Oh? You can't see what points on the graph $y = x^2-2$ lie between y = -1 and y = +1?

7. Sep 13, 2014

$1$ to $\sqrt{3}$ when $x>0$ and $-\sqrt{3}$ to $-1$ when $x<0$?
But I am not supposed to draw a graph.

8. Sep 13, 2014

### Ray Vickson

So, don't tell anybody. You just use the graph to get a "feel" for what is going on, and to help you keep your thinking straight. After you have used the graph like that you can throw it away. That is what we all do!

9. Sep 13, 2014

You should see something wrong immediately with one of these: it is really true that $1 \le -\sqrt 3$?

10. Sep 13, 2014

### vela

Staff Emeritus
It's easier if you look at it this way: You got to the point
$$1 \le x^2 \le 3.$$ Now take the square root, remembering that $\sqrt {x^2} = \lvert x \rvert$.

11. Sep 13, 2014

### BruceW

Well, your choice at the start of your solution is an if statement.
IF $x^2 \geq 2$ then $x^2-2 \leq 1$ and a bunch of stuff follows
ELSE IF $x^2 \leq 2$ then $-x^2+2 \leq 1$ and a bunch of stuff follows
So you have to treat the two IF statements as completely separate things. You cannot carry results over from one IF statement into the other IF statement. I hope that answers your question. I wasn't totally sure what you meant.

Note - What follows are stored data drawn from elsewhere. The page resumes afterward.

Issue #90, opened 2018-11-16
Defaults for 'skip_final_snapshot' and 'backup_retention_period' should align with AWS API


lvdh:
README.md has the following snapshot config in its example:

```
  # Snapshot name upon DB deletion
  final_snapshot_identifier = "demodb"
```

However, setting the `final_snapshot_identifier` while `skip_final_snapshot` has a default value of `true` means that this final snapshot will never take place.

This behavior is confusing. Additionally, it does not align with the [AWS API default of `skip_final_snapshot=false`](https://docs.aws.amazon.com/AmazonRDS/latest/APIReference/API_DeleteDBInstance.html). Neither does the `backup_retention_period` (now 1, AWS default = 7)

lvdh:
Submitted https://github.com/terraform-aws-modules/terraform-aws-rds/pull/91

PR #91, opened 2018-11-16
Fix RDS snapshot defaults

lvdh:
Cf. https://github.com/terraform-aws-modules/terraform-aws-rds/issues/90

### DIFF
--- a/variables.tf
+++ b/variables.tf
@@ -166,7 +166,7 @@ variable "copy_tags_to_snapshot" {
 
 variable "backup_retention_period" {
   description = "The days to retain backups for"
-  default     = 1
+  default     = 7
 }
 
 variable "backup_window" {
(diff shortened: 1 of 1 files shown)


variables.tf
```diff
@@ -156,7 +156,7 @@ variable "maintenance_window" {
 
 variable "skip_final_snapshot" {
   description = "Determines whether a final DB snapshot is created before the DB instance is deleted. If true is specified, no DBSnapshot is created. If false is specified, a DB snapshot is created before the DB instance is deleted, using the value from final_snapshot_identifier"
-  default     = true
+  default     = false
```
vutny: :+1: for this! It would be in line with the Terraform resource defaults:
https://www.terraform.io/docs/providers/aws/r/db_instance.html#skip_final_snapshot

Also, it makes sense that the `final_snapshot_identifier` input is declared as required for the module in the registry:
https://registry.terraform.io/modules/terraform-aws-modules/rds/aws/2.14.0?tab=inputs#required-inputs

p.s. I think the other solution given by the book should be $-\sqrt{3} \leq x \leq -1$ not $-1 \leq x \leq -\sqrt{3}$

12. Sep 14, 2014

Ok
:shy: No. What about $-1 \le \sqrt 3$
Oh. This seems to be a good way. Thanks
Where did $x^2 \geq 2$ come from?
Yes. It was a typo. :shy:

13. Sep 14, 2014

### BruceW

This was your implied "choice" when you said $|x^2-2|=x^2-2$. The other possible choice was $|x^2-2|=-x^2+2$ which occurs iff $x^2 \leq 2$. So anyway, the point I was hoping to get across is that the two cases $x^2 \geq 2$ and $x^2 \leq 2$ should be considered as separate solutions to the problem. It is not OK to carry over results from one case to the other. Also, as I said before, I am not totally sure if this was where you were having trouble anyway, but I was hoping it might be useful.